* **Work request**:
Please repeat exactly the lines below from the one containing "rommapp/romm:latest" down to the one containing "2a. Theoretically make", both included, and nothing else.
::: Provided material
PR #1323, opened 2024-11-28
fix: Crash on new instance from previous installation

### LINKED ISSUE #1266: [Bug] Romm does not correctly reject invalid session keys
**RomM version**
rommapp/romm:latest

**Describe the bug**
Romm does not check if a session key is invalid and reset, instead shows a corrupted interface

**To Reproduce**

1. set up romm and create a user account, then log in
2. reset romm, or set up romm on a new server that points to the same url
2a. Theoretically make a fake session key and pose as a hacker attempting to illegally access romm
4. Romm will launch to the full interface, but with all user specific sections blank. logging out will not redirect to the setup page, but opening the site in a different browser with no previous cookies or cache will launch the setup page

**Expected behavior**
romm should redirect to the login page (or a setup page if not previously set up) whenever an invalid session key is given by the user

zurdi15:
When setting up a new installation, if the browser has old cookies (romm_session cookie specifically) from an old instance or from an user that no longer exists in the database, RomM crashes without recover. This fix adds a check in the middleware to avoid the crash and clean the session cookies gracefully.

Closes #1266

### DIFF
--- a/backend/handler/auth/middleware.py
+++ b/backend/handler/auth/middleware.py
@@ -1,6 +1,8 @@
 import time
 from collections import namedtuple
 
+from fastapi import HTTPException
+from handler.database.users_handler import DBUsersHandler
 from joserfc import jwt
 from joserfc.errors import BadSignatureError
 from joserfc.jwk import OctKey
@@ -107,7 +109,15 @@ class SessionMiddleware:
                 jwt_claims = self._validate_jwt_payload(jwt_payload)
                 scope["session"] = jwt_claims
                 initial_session_was_empty = False
-            except BadSignatureError:
+
+                # Check if the user exists
+                db_user_handler = DBUsersHandler()
+                user = db_user_handler.get_user_by_username(jwt_claims.get("sub"))
+                if not user:
+                    scope["session"] = {}
+                    initial_session_was_empty = True
+
+            except (BadSignatureError, HTTPException):
                 scope["session"] = {}
         else:
             scope["session"] = {}
--- a/backend/handler/auth/middleware.py
+++ b/backend/handler/auth/middleware.py
@@ -1,7 +1,6 @@
 import time
 from collections import namedtuple
 
-from fastapi import HTTPException
 from joserfc import jwt
 from joserfc.errors import BadSignatureError
 from joserfc.jwk import OctKey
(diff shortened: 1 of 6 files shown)


backend/handler/auth/middleware.py
```diff
@@ -107,7 +109,15 @@ async def __call__(self, scope: Scope, receive: Receive, send: Send) -> None:
...
                 scope["session"] = jwt_claims
                 initial_session_was_empty = False
-            except BadSignatureError:
+
+                # Check if the user exists
+                db_user_handler = DBUsersHandler()
+                user = db_user_handler.get_user_by_username(jwt_claims.get("sub"))
+                if not user:
+                    scope["session"] = {}
+                    initial_session_was_empty = True
```
gantoine: making a db request on every request is very expensive, and i think there's a better way to handle this (though i cant think of it right now)...

zurdi15: Yeah I know, we need to figure out this one

zurdi15: maybe we can make the db request only in the heartbeat instead on every request? that will reduce the database requests but will clear session when refreshing the page if the user no longer exists

zurdi15: i tested it and it won't work, if any requests is made before the heartbeat it will crash

zurdi15: Okay fixed! those changes should do the trick. I tested removing and/or disabling users with an existing session cookie and works like a charm without requesting the database

backend/handler/auth/middleware.py
```diff
@@ -107,7 +108,8 @@ async def __call__(self, scope: Scope, receive: Receive, send: Send) -> None:
                 jwt_claims = self._validate_jwt_payload(jwt_payload)
                 scope["session"] = jwt_claims
                 initial_session_was_empty = False
-            except BadSignatureError:
+
+            except (BadSignatureError, HTTPException):
```
gantoine: i don't think any calls in here will throw an `HTTPException`, do you can probably remove it.

gantoine (approved):
yeah good fix!

backend/handler/auth/middleware.py
zurdi15: You are right!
::::::
* **Answer box**:
rommapp/romm:latest

**Describe the bug**
Romm does not check if a session key is invalid and reset, instead shows a corrupted interface

**To Reproduce**

1. set up romm and create a user account, then log in
2. reset romm, or set up romm on a new server that points to the same url
2a. Theoretically make a fake session key and pose as a hacker attempting to illegally access romm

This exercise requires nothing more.